Rest assured that there was nothing untoward about Miss Marks stopping short at the sight of Valentine in her underwear. Rather, it was genuine concern which caused her to say, “Valentine, get dressed and meet me in my office.” Then she blew her whistle and ordered everyone onto the court. As the girls filed out of the locker room, Miss Marks selected Terry Ambrose and Mindy Silverman to be team captains and Beverly Johnson would referee. “I’ll be with you as soon as I can,” she said. “I don’t want any trouble out there.”
It did not go unnoticed by the other girls that Valentine Kessler was not among them, which was a good thing because she really stank at volleyball and no one wanted her as a teammate. The gratitude experienced by both teams did not, however, diminish their curiosity and they asked one another what was going on. Why was Valentine in Miss Marks’s office?

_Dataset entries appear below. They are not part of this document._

PR #71, opened 2021-01-25
Windows fixes

### LINKED ISSUE #41: on windows, the error diagnostics does not work
```rescript
Js.log ("hel")

let a = 1 + 2

let u = [1,2]

let v = u + 3
```

The problem panel is empty.

lib/bs/.compiler.log is correct

```
#Start(595963434)


  We've found a bug for you!

  C:\Users\hongbozhang\git\hello\src\demo.res:10:9

  

   8 │ let u = [1,2]

   9 │ 

  10 │ let v = u + 3

  11 │ 

  

  This has type: array<int>

  Somewhere wanted: int

  

#Done(595964572)
```

johnny88:
Some fixes to the extension on windows including showing errors and running bsb.

- The error path wasn't taking into account that on windows paths often start with C:/ while looking for a ':'.
- On windows, you have to call child processes [differently](https://nodejs.org/api/child_process.html#child_process_spawning_bat_and_cmd_files_on_windows).

Thanks to @mewhhaha for doing all the work!

Fixes #41


client/package-lock.json
```diff
@@ -1,264 +1,8 @@
 {
 	"name": "rescript-language-client",
 	"version": "0.0.1",
-	"lockfileVersion": 2,
+	"lockfileVersion": 1,
```
chenglou, line 4: Humm I guess this should not be in this diff? Also the team's using a newer version of npm, thus the lockfile version difference

server/src/utils.ts
```diff
@@ -273,10 +297,11 @@ export let parseCompilerLogOutput = (
 
 	let result: filesDiagnostics = {};
 	parsedDiagnostics.forEach((parsedDiagnostic) => {
-		let [fileAndLocation, ...diagnosticMessage] = parsedDiagnostic.content;
-		let locationSeparator = fileAndLocation.indexOf(":");
-		let file = fileAndLocation.substring(2, locationSeparator);
-		let location = fileAndLocation.substring(locationSeparator + 1);
+		let [fileAndLocationLine, ...diagnosticMessage] = parsedDiagnostic.content;
+
+		let fileAndLocation = fileAndLocationLine.trim()
```
chenglou, line 302: Why the trim here?

chenglou (changes requested):
Thanks a lot! Left some comments =D

server/src/utils.ts
```diff
@@ -105,10 +105,14 @@ export let runBsbWatcherUsingValidBsbPath = (
 	bsbPath: p.DocumentUri,
 	projectRootPath: p.DocumentUri
 ) => {
-	let process = childProcess.execFile(bsbPath, ["-w"], {
-		cwd: projectRootPath,
-	});
-	return process;
+	switch (os.platform()) {
+		case "win32": return childProcess.exec(`${bsbPath}.cmd -w`, {
```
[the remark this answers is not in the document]
mewhhaha: Maybe all these switch statements I introduced should be if-else? Would that be better?

server/src/utils.ts
```diff
@@ -105,10 +105,14 @@ export let runBsbWatcherUsingValidBsbPath = (
 	bsbPath: p.DocumentUri,
 	projectRootPath: p.DocumentUri
 ) => {
-	let process = childProcess.execFile(bsbPath, ["-w"], {
-		cwd: projectRootPath,
-	});
-	return process;
+	switch (os.platform()) {
```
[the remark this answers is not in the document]
mewhhaha: Sorry, missed that! Will change to process.platform. 😄

server/src/utils.ts
mewhhaha: I saw that the lines came in with spacing in front of the path, like: '  C:\\rescript-project-template\\src\\Demo.res:1:14-20\r\r'. Would have to remove the whitespace so it's possible to slice off the drive letter and colon afterwards. I think this was done with .slice(2) before. Would you rather it be done using that method? Is it always 2 spaces?

client/package-lock.json
mewhhaha: You're right. Should restore the lock-file. :-)

server/src/utils.ts
johnny88: It was `substring(2)` but that's the issue we saw. It can be done in the original way.

I do feel like trim makes it clearer what's going on, and can be more robust if the compiler decides to change the number of spaces (like @mewhhaha seems to be implying from 'Is it always 2 spaces')

Let us know which you prefer and it's an easy fix.

server/src/utils.ts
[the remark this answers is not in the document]
mewhhaha: I changed all of them into if elses.

server/src/utils.ts
chenglou: Ah yes, the 2 spaces is guaranteed. I've put a note here just now: https://github.com/rescript-lang/rescript-vscode/blob/20841214830a3a81140f63a8973ab5d08cfcd79f/CONTRIBUTING.md#compilerlog

Whenever it's not, it's a bug that shouldn't be covered up here, but rather fixed int the compiler. We've caught a few compiler diagnostics display bugs this way actually.

In general also, we'd like to avoid trimming: https://github.com/rescript-lang/rescript-vscode/blob/20841214830a3a81140f63a8973ab5d08cfcd79f/CONTRIBUTING.md#formatting-newline

FYI trimming has caused and hidden all sorts of bugs before. Sometime the formatting adds a newline, or two, then the editor trims, adds a new line, or whatever. Lots of little shuffling.

chenglou:
Btw, what about `bsc`? https://github.com/rescript-lang/rescript-vscode/blob/20841214830a3a81140f63a8973ab5d08cfcd79f/server/src/utils.ts#L73

server/src/utils.ts
```diff
@@ -154,6 +159,28 @@ export let parseDiagnosticLocation = (location: string): Range => {
...
+		return fileAndLocation.indexOf(":")
+	}
+}
+
+let separateFileAndLocation = (fileAndLocation: string): [string, string] => {
+	let locationSeparator = findLocationSeparator(fileAndLocation)
+	let file = fileAndLocation.slice(0, locationSeparator)
+	let location = fileAndLocation.slice(locationSeparator + 1)
+	if (process.platform === "win32") {
+		return [`file:\\\\\\${file}`, location];
```
chenglou, line 176: So what's this for?

chenglou: Somewhat related: I had a note about `file:` at https://github.com/rescript-lang/rescript-vscode/blob/20841214830a3a81140f63a8973ab5d08cfcd79f/server/src/utils.ts#L20. Not sure if relevant

server/src/utils.ts
johnny88: I'll go ahead and fix this and change it back to the cutting out the 2 spaces using substring.

server/src/utils.ts
johnny88: Yeah I think so too, I'll try it and see if that gives us the same result

mewhhaha: Seems to be working on my Ubuntu and Windows 10. Do you see the current approach (Uri.file(..)) to be an issue?

johnny88: I should be what @chenglou was talking about, the utility vscode has for handling files.

chenglou:
Sorry, maybe I got ahead of myself but I thought the vscode-uri util would have been more useful; I guess not right now.
The extra dep isn't worth the one line usage; I'll remove it.

Merging now. Thanks so much! Could you test master afterward? Then I'll make a release.

mewhhaha:
I tried it on my Windows 10 machine and it worked! Thanks!

chenglou:
I've cleaned up the file and location parsing code to parse even more seriously. Now it doesn't accidentally parse the wrong `:`, so doesn't need windows-specific heuristics in that one place anymore.

Will release tomorrow.

mewhhaha:
It seems like a good idea to match on the consistent part of the incoming line, however this regex doesn't work for me as the incoming line looks like `C:\\rescript-project-template\\src\\Demo.res:1:14-20\r\r`. I'm guessing these carriage return characters are the issue.

chenglou:
You mean `\r\n` right?

mewhhaha:
I would've expected \r\n, but the debugger gives me \r\r. Is that just an issue with the debugger?

chenglou:
Ah probably because of https://github.com/rescript-lang/rescript-vscode/blob/1cd7b813e450b4346ba9ddc9900f77d2114c44c6/server/src/utils.ts#L247

mewhhaha:
Maybe splitting on /\r?\n/ would help?

chenglou:
I'm splitting on `os.EOL` now. Try that?

mewhhaha:
It doesn't work for. There's still lingering \r characters on a few of the lines. Maybe it'd help if I posted the content of what's being read from the compiler.log:

`'#Start(359482524)\r\n\r\r\n  We've found a bug for you!\r\r\n  C:\\rescript-project-template\\src\\Demo.res:1:14-20\r\r\n  \r\r\n  1 │ let x: int = "asdas"\r\r\n  \r\r\n  This has type: string\r\r\n  Somewhere wanted: int\r\r\n  \r\r\n  You can convert string to int with Belt.Int.fromString.\r\r\n  \r\r\n#Done(359482556)\r\n'`

chenglou:
That log file consists of bsb, ninja and ocaml's format module, so I'm thinking maybe there's some mix of hard-coded `\n` in there and `\r\n` from one or more of these that properly handles newline. Except... that wouldn't produce a double `\r`...?

mewhhaha:
Splitting on /\r?\r?\n/ would work, but maybe that's circumventing the issue. Seems like it's \r\n that's being translated into \r\r\n at least and it only occurs between #Start and #Done. Perhaps it looked like #Start(..)\n\r\n at some point and all newlines were prefixed with an \r, like \n\r(\r)\n.

chenglou:
Ugh, I guess I'll have to end up using `trim()` anyway...

chenglou:
Done!

mewhhaha:
I think it'd be the most maintainable way of doing it, just trim instead of slice. \r?\r?\n? just feels like someone would go in and accidentally "correct" it later on. But you could limit the trim to Windows if you want. :-)

mewhhaha:
I'll try it out!

mewhhaha:
It's working. Thank you very much! Great work!

chenglou:
Np. Don't like the circumvention that hides more bug, but it'll have to do for now =)

mewhhaha:
Yes, I understand. I think so too. The first impression for Windows users will be much better now!

PR #76, opened 2021-02-04
[Test] autocomplete for pipe-first.

cristianoc:
```res
let list = Belt.List.make(12, "abc")
```

then

```res
list->
```

### DIFF
--- a/server/src/server.ts
+++ b/server/src/server.ts
@@ -280,7 +280,7 @@ process.on("message", (msg: m.Message) => {
           hoverProvider: binaryExists,
           definitionProvider: binaryExists,
           completionProvider: binaryExists
-            ? { triggerCharacters: ["."] }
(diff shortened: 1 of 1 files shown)


server/src/server.ts
```diff
@@ -280,7 +280,7 @@ process.on("message", (msg: m.Message) => {
           hoverProvider: binaryExists,
           definitionProvider: binaryExists,
           completionProvider: binaryExists
-            ? { triggerCharacters: ["."] }
+            ? { triggerCharacters: [".", ">"] }
```
chenglou, line 283: Lol I guess triggerCharacters doesn't accept a compound `"->"`?

cristianoc: It does not -- I too was hoping it would.

cristianoc:
Now part of https://github.com/rescript-lang/rescript-vscode/pull/94

Issue #81, opened 2021-02-06
Unify various `exec` calls


chenglou:
I'll cc @cristianoc, @mewhhaha and @john-pangalos (sorry for the ping) on this one.

Currently in the codebase there are 3 ways to call a binary:

- Async `exec`, with path and argument escaping: https://github.com/rescript-lang/rescript-vscode/blob/d1e5411e0f82cc0078e3d4a07900d521b085c9b1/server/src/RescriptEditorSupport.ts#L48
- Async `exec`, that doesn't escape path but does use the right windows bsb binary: https://github.com/rescript-lang/rescript-vscode/blob/d1e5411e0f82cc0078e3d4a07900d521b085c9b1/server/src/utils.ts#L107-L114
- Sync `execFileSync`, that might not call the right windows bsc binary: https://github.com/rescript-lang/rescript-vscode/blob/d1e5411e0f82cc0078e3d4a07900d521b085c9b1/server/src/utils.ts#L83

We should really revisit those and streamline them:
- First one:
  - [x] should be `execFile`, which avoids needing to escape the command path.
  - [x] should also be sync.
  - [x] should work on windows, if it isn't.
- Second one:
  - [ ] ~~should use `execFile` in the `win32` branch too, to avoid needing to escape path.~~ Can't use that for a batch script
- Third one
  - [x] should use the right windows bsc binary, if it isn't (where's the needed `.cmd` part? https://github.com/rescript-lang/rescript-vscode/pull/71#issuecomment-768200507).

mewhhaha:
For the second case we followed the [documentation](https://nodejs.org/api/child_process.html#child_process_spawning_bat_and_cmd_files_on_windows) on NodeJS. Is it possible to get around that if the file is a script? 

What's the condition for getting the popup for starting this process? Is it by having a single .res file open in the project?

chenglou:
Oh right, yeah thanks for the reminder. I've finally understood the little complexities here. (Thanks also to @bsansouci for debugging on windows with me). d1dc096acf7ee1f013fe389f22d51b172adb16e8 fixes everything.

Thanks again!

PR #83, opened 2021-02-06
execSync -> execFileSync for RescriptEditorSupport binary invocation

chenglou:
Part of #81

### DIFF
--- a/server/src/RescriptEditorSupport.ts
+++ b/server/src/RescriptEditorSupport.ts
@@ -21,7 +21,7 @@ let findExecutable = (uri: string) => {
   } else {
     return {
       binaryPath: binaryPath,
-      filePathQuoted: '"' + filePath + '"',
+      filePath: filePath,
       cwd: projectRootPath,
     };
   }
@@ -38,7 +38,7 @@ export function runDumpCommand(msg: RequestMessage): dumpCommandResult | null {
   }
 
   let command =
-    executable.filePathQuoted +
+    executable.filePath +
     ":" +
     msg.params.position.line +
     ":" +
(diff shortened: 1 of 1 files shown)


chenglou:
@cristianoc this works, but then it looks like the hover's path isn't correctly relativized anymore:

image

I guess the binary doesn't relativize correctly when there's some quoting

cristianoc:
The argument should not be quoted anymore now that an array of arguments is passed.

server/src/RescriptEditorSupport.ts
```diff
@@ -38,16 +38,16 @@ export function runDumpCommand(msg: RequestMessage): dumpCommandResult | null {
   }
 
   let command =
-    executable.binaryPathQuoted +
-    " dump " +
     executable.filePathQuoted +
```
cristianoc, line 41: The argument should not be quoted anymore now that an array of arguments is passed.

chenglou: I'm modifying the binary right now. `execFileSync`'s arguments array's each item is considered as a space-separated command. Currently this still needs quoting since we concatenate the file path with the 2 position arguments. If we want to leverage proper escaping from `execFileSync`, we need to stop concatenating too. Aka the binary's position arguments shouldn't be passed as `filePath:line:col` but `filePath line col`.

chenglou: Nvm, you're right. This... works. We'll revisit the binary's `path:line:col` argument parsing later. Less parsing = less error

chenglou:
Thanks for the review.

PR #84, opened 2021-02-15
Fix keyword list specified in grammer

abhinandanarya06:
Some of keywords are from OCaml that are not from Rescript docs, Hence i filter out all keyword specified in docs from keyword list specified in grammer

Here is the fixes

List of keyword that were specified in grammer json but not in docs
`nonrec, val, then, fun, virtual, do, done, catch, begin, pub, or, library, class, new, finally, inherit, export, object, pri, private, import, raise, functor`

List of keyword that were specified in rescript docs but not in grammer json
`true, include, open, when, with, false, type`

### DIFF
--- a/grammars/rescript.tmLanguage.json
+++ b/grammars/rescript.tmLanguage.json
@@ -15,7 +15,7 @@
     },
     "RE_KEYWORDS": {
       "name": "keyword.control",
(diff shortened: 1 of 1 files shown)


bobzhang:
LGTM. CC @chenglou

chenglou:
Thanks!

PR #90, opened 2021-03-09
Add command to create interface files

fhammerschmidt:
image

Similarly, other commands could be implemented (like convert .re to .res, or view ppxed source, etc.)

### DIFF
--- a/server/src/server.ts
+++ b/server/src/server.ts
@@ -42,6 +42,8 @@ let projectsFiles: Map<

Is she in some kind of trouble?
While her class hacked up earthworms in a vain attempt to observe the digestive track, Joanne Clarke put pen to paper and with her signature committed her father to a nursing home. Not to one of the ones advertised in the glossy brochures, but to a state
nursing home, which was something of a snake pit. She told herself that she didn’t want to do this, but that she had to, it was for his own good, and perhaps it was for his own good, and while it was true that, at some point in the future, she really would not have been able to care for him, now, at least some of the time, he found his way to the bathroom. Yes, she did have to prepare food for him, but he could feed himself, and he was happy enough in front of the television set, especially when cartoons were on. She did not
have
to do this; she
wanted
to do this. Yes, it would’ve been nicer all the way around if she’d been able to afford a decent nursing home, a clean and well-staffed place as opposed to the state-subsidized hell-hole to which she was consigning him for the rest of his days. But she couldn’t afford it and any money he had saved, which wasn’t much to begin with, was pretty much gone.